P.G. Wodehouse
meets Robert Louis Stevenson
.
Mix two parts E. Nesbit
with three parts Jerome K. Jerome
.
Here is a diamond of a book!
I want to wave down readers and persuade them to read this gem.
Auntie Robbo
is a rollicking tale of an orphaned boy, Hector Murdoch (11), and his great-grand-aunt and guardian, Robina Sketheway (81). They got on as well together as any two people possibly could.
Their idyllic whimsical life at Nethermuir, twelve miles from Edinburgh, is threatened when Hector’s step-mother, Merlissa Benck, a woman he has never before met, visits with the aim of adopting Hector. She sniffs around and is appalled at the the lifestyle of this unusual pair.
“But what about … Hector, wait for me … What about other subjects?”
“Oh, Auntie Robbo knows all about them. Sometimes we do sums. We keep account books, and history—lots of history; then afterwards we ride over the battlefields and go and look at the castles where the murders were done.”
“I dare say,” said Merlissa Benck shortly. “But I should have thought British history would have been more suitable for a boy of your age, indispensable in my opinion. England’s story is a very great and noble one.”
“Yes,” said Hector. “But then we couldn’t ride to the battlefields, could we? I mean they were mostly fighting in places that didn’t belong to them, weren’t they?”
Hector is smart enough to apprehend the intent of Merlissa Benck: how easily she could “prove” dear unconventional Auntie Robbo was mad, stake her claim and clap the lad into dreaded public school. So Hector and Auntie Robbo slip away at night. On the train from Edinburgh they pick up three waifs: a brother, sister and cousin. Fugitives, they live in a tinker’s cart, traveling through Scotland.
And when the fresh curling trout had been eaten, with a mound of scones and butter, they lay late round the fire, swilling cocoa, arguing again about stags and cows, telling stories, and looking back on yet another well-spent perfect day.
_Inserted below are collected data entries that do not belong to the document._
PR #494, opened 2026-09-02
Name the file, line and column in parse errors

winebarrel:
A typo reported only `failed to parse SQL: syntax error at or near "TABEL"`, with nothing to say which file or line, and the desired schema often spans several files. pg_query's error carries the cursor position, a 1-based character index into the parsed SQL, so the location was always there; it was just dropped.

## What changed

`ParseSQLFilesWithSchema` records where each file starts in the SQL it joins, and a failed parse renders the position in the style of a compiler:

```
pista: error: failed to parse SQL: syntax error at or near "TABEL"
 --> schema/items.sql:6:8
  |
6 | CREATE TABEL public.items (
  |        ^
```

The line number is local to the file the error is in. Directive validation returns the match offset its regexes already had, so an unknown or malformed `-- pista:` directive gets the same block. The caret pad keeps tabs so it lands under the column however the line is indented, and the column counts runes, matching how PostgreSQL counts the cursor. An error without a position is returned as it was, and no message text changed.

Duplicate-object errors still carry no position; giving them one means threading locations through every parse function.

## Tests

Twelve cases: a typo mid-file, an error in the second and in the middle of three files, an error at a file's first character, tab indentation, a multibyte line, an error at end of input, an unknown directive, a directive given arguments, an error without a position, a cursor past the input, and a two-digit line number. The parser fuzz target now runs the renderer on every failed parse, so arbitrary input cannot panic it.

Parser coverage goes from 93.7% to 93.9%; the new file is fully covered.

### DIFF
--- a/CHANGELOG.md
+++ b/CHANGELOG.md
@@ -2,6 +2,8 @@
 
 ## [Unreleased]
 
+* Name the file, line and column in parse errors. A syntax error or a bad `-- pista:` directive now prints the offending line with a caret under the column, in the style of a compiler, instead of the bare message. With several schema files the line number is local to the file the error is in.
+
 * Stop a self-referencing foreign key from disabling the dependency sort. A key pointing at its own table's primary key, the `parent_id` of a tree, was added to the graph as a self-edge and read back as a cycle. `plan` and `apply` fall back to category order when the sort fails, so one such table anywhere in the schema dropped the order for the whole run: two new views, one selecting from the other, went out in file order and the apply failed on the view that did not exist yet. `dump --sort-by-deps` treats a cycle as a hard error and wrote nothing at all. The composite type and view branches already skipped a self-reference; the foreign key branch now does the same.
 
 * Manage an identity column's sequence options, the `( ... )` after `AS IDENTITY`. `START WITH`, `INCREMENT BY`, `MINVALUE`, `MAXVALUE`, `CACHE` and `CYCLE` were read by neither side, so a file that wrote them was applied at the defaults and `dump` dropped them. A change goes out as `ALTER TABLE ... ALTER COLUMN ... SET`, and an option the desired schema no longer names is reset to its default. `dump` writes only the options that differ from the defaults.
--- a/diff_all.go
+++ b/diff_all.go
@@ -90,9 +90,10 @@ func (client *Client) diffAll(ctx context.Context, conn *pgx.Conn, options *diff
 		}
 	}
 
+	// Not wrapped: the parser's message already names the file.
 	desired, err := parser.ParseSQLFilesWithSchema(options.Files, client.Schemas[0])
 	if err != nil {
-		return nil, fmt.Errorf("failed to parse SQL file: %w", err)
+		return nil, err
 	}
 
 	filterDesiredBySchemas(desired, client.Schemas, client.SchemaMap)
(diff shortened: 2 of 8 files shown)


winebarrel:
LGTM.

I checked out the branch and went over the offset math. The span list is built in ascending order and `offset += len(sql) + 1` matches the single `"\n"` that `strings.Join` inserts, so a file boundary always falls on a newline and a rendered line never spans two files. The span selection picks the last span whose start is at or before the offset, `lineNo` counts from `span.start` so it stays local to the file, and the `pg_query.Parse` call gets exactly the string the spans describe, so the cursor position lines up. `validateDirectives` also receives the joined SQL, so the byte offset a `locatedError` carries is in the same coordinate space. `errors.AsType` needs Go 1.26+, which `go.mod` already targets.

Behavior checks I ran locally: `go build ./...`, `go vet ./parser/...` and `go test ./parser/...` all pass, `annotateError` and `runeOffsetToByte` are at 100%, and the message text is unchanged so the `Contains`-based `bulk_alter_directive_args_error.yml` fixture still matches. Running the renderer on every failed parse in the fuzz target is a good way to keep the position arithmetic honest.

A few non-blocking notes.

The example in the description is not quite what a user sees. `diff_all.go:95` wraps the parse error again, so the first line comes out as `pista: error: failed to parse SQL file: failed to parse SQL: syntax error at or near "TABEL"`. The doubling predates this PR, but the location block makes the outer wrap redundant, so dropping it would be a cheap follow-up.

Tabs get special handling in the caret pad, but full-width characters do not: with `DEFAULT 'あいう' x` the pad writes one space per rune and the caret lands three columns left of the token. Column numbering is right either way since PostgreSQL counts characters too, and this is a corner case, so leaving it is fine.

When the schema comes from stdin the path is the literal `-`, so the location reads ` --> -:1:8`. `<stdin>` would read better.

`annotateError` treats any `*pgparser.Error` in the chain as positioned in the joined SQL, and `extractEnumValueDirectives` calls `pg_query.Scan` on a statement substring and wraps its error. That substring has already parsed once, so the error is not reachable in practice; it is only a trap for a future helper that parses a fragment.

---

winebarrel:
Both actionable notes are addressed in a6ae9fc. The wrap in diff_all.go is gone, so the first line now reads `failed to parse SQL: syntax error at or near "TABEL"` once; no test depended on the outer prefix. stdin renders as `<stdin>` in the location line, pinned by a test that pipes bad SQL through a swapped os.Stdin.

The full-width caret misalignment stays as you suggested, and thanks for the note on fragment parses; the fuzz hook should catch a future helper that leaks a fragment-positioned error into the joined-SQL path.

winebarrel:
Re-reviewed a6ae9fc. LGTM.

Dropping the wrap in `diff_all.go` is the right call: `plan` and `apply` both return `diffAll`'s error unchanged and kong prints it as-is, so the output now matches the example in the description exactly, and a missing file reads as a plain `failed to read SQL file: ...` instead of being buried behind a parse prefix. I grepped the whole tree for the removed string and nothing depends on it, so no fixture or scenario script had to move.

Mapping `-` to `<stdin>` in the span rather than in `annotateError` keeps the renderer free of path policy, and it stays consistent with `readSQLFile`, which already treats `-` as stdin. The new test mirrors the `os.Stdin` swap in `TestReadSQLFile_Stdin`, and nothing in the package calls `t.Parallel`, so the global swap is safe.

`go build ./...`, `go vet ./...` and `go test ./parser/...` pass locally, and `location.go` is still fully covered. On CI, build, both fuzz targets, samples, ascii, keywords and CodeQL are green on this head; the PostgreSQL matrix and the Windows job were still running when I looked, though nothing in this commit touches a path they exercise.

Leaving the full-width caret alignment and the substring-`Scan` note as they are is fine by me. Both are corner cases, and the schemas people actually write do not hit them.

---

Auntie Robbo is magnificent: a hale and hearty woman, opinionated, kind, an octogenarian who hikes hills and understands boys. No morality tale here, no treacle, no dour Scottish frowns, just a thumping good read.
My journey to Auntie Robbo was through Russell Kirk’s autobiography. While studying at St. Andrews, Kirk became friends with the widower George Scott-Moncrieff. One phrase intrigued me: his wife Ann, who wrote inimitable children’s books…
A search on her name introduced me to Auntie Robbo, which is printed in full at Gutenberg. I dare you to read the first chapter. I had to decide whether to buy the book (which involved waiting at least ten days), print the book (115 pages) or read it online. I opened my laptop, used “Control +” to increase the font size and read all 22 chapters in one sitting.
Here is a buffet of Scott-Moncrieff’s delectable sentences:
He slipped out of questions like a mackerel fry through a herring net.
There was a spluttering of laughter like geese being chased across a field.
And the sea, deep and green as oil silk, swayed and sucked about the feet of these cliffs, growling with hunger, like an old lion who paws a gristly piece of meat and wonders if it’s worth a broken tooth and a belly-ache.
She thought she had slipped into her dotage….Years ago, round about seventy, she had accepted such things as inevitable, much as children accept that they will one day be grown up; but by this time she was eighty-one, she had forgotten about dotage and death again, and it was very unpleasant to be confronted by one of them suddenly.
This is a book I plan to read at least once a year until I slip into my dotage. I laughed aloud; I disrupted my husband’s concentration, intruding with quotes. I have plans for read alouds with the grands. I’m baffled why Auntie Robbo has remained unknown to me before now.

Auntie Robbo would make a fantastic full-length feature film.
Picture a madcap Maggie Smith with laughter and twinkling eyes, and you’ve got Auntie Robbo.
If I knew an ounce about writing a screenplay, I’d do it myself.